6. Mathematical Formulations and Algorithmic Patterns

Key mathematical constructs span:

Plug-in Value Estimators:

$\hat Q^\pi(s, a) = \sum_z z \cdot \frac{\rho_S(s \mid s_{0:n-1}^{z,a}) \rho_Z(z \mid z_{1:n}^{a})}{\sum_{z'} \rho_S(s \mid s_{0:n-1}^{z',a}) \rho_Z(z' \mid z_{1:n}^{a})}$

(from (Veness et al., 2014))

Compression-coded RL Objective:

$\max_{\pi} \mathbb{E}\left[ \sum_{t} \gamma^t (r(s_t, a_t) - \alpha C(a_t, s_t, \theta)) \right]$

with $C$ measuring sequence complexity per (Saanum et al., 2023, Eysenbach et al., 2021).

Policy Space Set Cover:

$\min_{\{\text{Policies }\pi_k\}_{k=1}^K} \max_{\pi \in \Theta} \min_{k \in [K]} D_2\big(d^{sa}_\pi \;||\; d^{sa}_{\pi_k}\big)$

solved via gradient descent–ascent to obtain a Stackelberg equilibrium (Mutti et al., 2022).

GRPO Objective for RL-Based Context Compression:

$J(\theta) = \mathbb{E} \Bigg[ \frac{1}{G} \sum_{i=1}^G \min \Bigg( \frac{\pi_\theta(y_i|x)}{\pi_{\theta_\text{old}}(y_i|x)} A_i, \operatorname{clip}\Big( ..., 1-\epsilon, 1+\epsilon\Big) A_i\Bigg) - \beta D_{KL}(\pi_\theta || \pi_{\theta_\text{ref}})\Bigg]$

(from (Cui et al., 24 Aug 2025)), where $A_i$ is the group-normalized advantage.

7. Broader Impact, Limitations, and Open Problems

Selective compression via reinforcement learning is reshaping the way resource constraints, interpretability, sample efficiency, and computational cost are addressed across the RL and deep learning landscape. Practical methods now integrate seamless RL-driven automation for model compression, contextual information pruning for LLMs, and simultaneous optimization for accuracy, bandwidth, latency, and robustness.

Current limitations and open questions include:

Unsupervised Reward Formulation: The selection and balancing of reward terms remains highly application-dependent and often heuristic.
Scalability and Search Space: While RL-based search outperforms brute-force or manual engineering, high-dimensional or continuous design spaces (e.g., policy sets, per-layer architectural parameters) continue to pose optimization challenges.
Transferability and Generalization: Although some works demonstrate transfer of compression policies across models and deployment contexts, formal guarantees and large-scale empirical evaluations are still in development.
Extension Beyond Vision and NLP: While domains such as wireless systems and lifelong learning have benefited, adaptive compression for complex multimodal or multi-agent scenarios remains a fertile area for exploration.

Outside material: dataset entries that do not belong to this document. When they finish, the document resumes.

PR #1031, opened 2021-01-04
Resolve new rap links

KarinaMendez2:
for: https://app.zenhub.com/workspaces/openstax-unified-5b71aabe3815ff014b102258/issues/openstax/unified/1341


src/app/content/types.ts
```diff
@@ -42,7 +42,10 @@ export interface State {
 }
 
 export interface PageReferenceMap extends PageReference {
-  match: string;
+  match: {
+    rapMatch: string | undefined,
```
TomWoodward, line 46: why are you pulling around two different types of matches? can't you make them both fit into one match format?

TomWoodward (changes requested):

src/app/content/types.ts
KarinaMendez2: because when` contentLinkHandler.ts` searches for hrefs to resolve, rap links come like `href=archive or whatever/something` and the `normal` links in the content come like `href=contents/blah`

TomWoodward: so what is the problem?

KarinaMendez2: That I need to match both href types to replace them with the solved url, I can make it prettier I guess, but I still need to make 2 matches somewhere

TomWoodward: why do you need two? can't you match either link format and put the data in a consistent match format?

KarinaMendez2: Yeah, will work on it.

src/app/content/hooks/locationChange/resolveContent.ts
```diff
@@ -219,8 +224,8 @@ const loadContentReference = async(
       page: getUrlParamForPageId(targetBook, reference.pageUid),
     },
     state: {
-      bookUid: targetBook.id,
-      bookVersion: targetBook.version,
+      bookUid: reference.bookId || targetBook.id,
```
TomWoodward, line 227: Instead of conditions here I think what you want to do is use your reference input to conditionally bypass the target book logic above so that it doesn't make that extra query

src/app/content/hooks/locationChange/resolveContent.ts
```diff
@@ -206,7 +206,12 @@ const loadContentReference = async(
   services: AppServices & MiddlewareAPI,
   book: Book,
   page: ArchivePage,
-  reference: ReturnType<typeof getContentPageReferences>[0]
+  reference: {
```
TomWoodward, line 209: Can you leave this the way it was? Shouldn't it just pick up the new return type?

src/app/content/utils.ts
```diff
@@ -19,8 +19,8 @@ export { getBookPageUrlAndParams, getPageIdFromUrlParam, getUrlParamForPageId, t
 export { stripIdVersion } from './utils/idUtils';
 export { scrollSidebarSectionIntoView } from './utils/domUtils';
 
-export const getContentPageReferences = (content: string) =>
-  (content.match(/"\/contents\/([a-z0-9-]+(@[\d.]+)?)/g) || [])
+export const getContentPageReferences = (content: string) => {
+  const matches = (content.match(/"\/contents\/([a-z0-9-]+(@[\d.]+)?)/g) || [])
```
TomWoodward, line 23: Rename this one legacy matches

src/app/content/utils.ts
```diff
@@ -30,6 +30,24 @@ export const getContentPageReferences = (content: string) =>
       };
     });
 
+  // rap content
+  const rapMatches = (content.match(/.\/([a-z0-9-]+(@[\d.]+)):([a-z0-9-]+.xhtml)/g) || [])
```
TomWoodward, line 34: And this one just matches, the nomenclature rap is already expiring

src/app/content/utils.ts
```diff
@@ -30,6 +30,24 @@ export const getContentPageReferences = (content: string) =>
...
+    .map((match) => {
+      const [bookMatch, pageMatch] = match.split(':');
+      const pageId = pageMatch.substr(0, 36);
+      const [bookId, bookVersion] = bookMatch.split('@');
+
+      return {
+        bookId: bookId.substr(2),
+        bookVersion,
+        match,
```
TomWoodward, line 43: The other one takes a substring here, are you sure this is ok?

TomWoodward (changes requested):

src/app/content/utils.ts
KarinaMendez2: yeah the legacy ones, for some reason, the match comes like this: `"/contents/d0a86917-6447-4b49-bed1-efb5c352cc77` so the `substr` is to remove the `"` but for the rap ones that come like: `./13ac107a-f15f-49d2-97e8-60ab2e3b519c@29.7:99d38770-49c7-49d3-b567-88f393ffb4fe.xhtml` I don't thinks it's needed

src/app/content/hooks/locationChange/resolveContent.ts
KarinaMendez2: it doesn’t catch `reference.bookId` and `reference.bookVersion`

KarinaMendez2: it doesn’t catch `reference.bookId` and `reference.bookVersion`

src/app/content/hooks/locationChange/resolveContent.ts
```diff
@@ -150,27 +150,39 @@ const resolvePage = async(
 
 const getBookInformation = async(
   services: AppServices & MiddlewareAPI,
-  pageId: string
+  reference: {
+    bookId?: string,
+    bookVersion?: string,
+    pageUid: string,
```
TomWoodward, line 156: can you go back and rename `pageUid` to `pageId` so its consistent with the standard naming? i know it was like that already but while we're in here lets fix it

src/app/content/utils.ts
```diff
@@ -30,6 +30,24 @@ export const getContentPageReferences = (content: string) =>
       };
     });
 
+  // rap content
```
TomWoodward, line 33: remove this comment

TomWoodward (changes requested):

TomWoodward (approved):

In sum, the field has advanced from theoretical connections between compression and value estimation (Veness et al., 2014) to large-scale practical RL-driven compression systems that deliver robust, competitive, and efficient models and policies across modalities and domains (Cui et al., 24 Aug 2025, Alwani et al., 2021, Saanum et al., 2023). This trajectory suggests ongoing expansion and deepening integration of selective compression within future reinforcement learning architectures.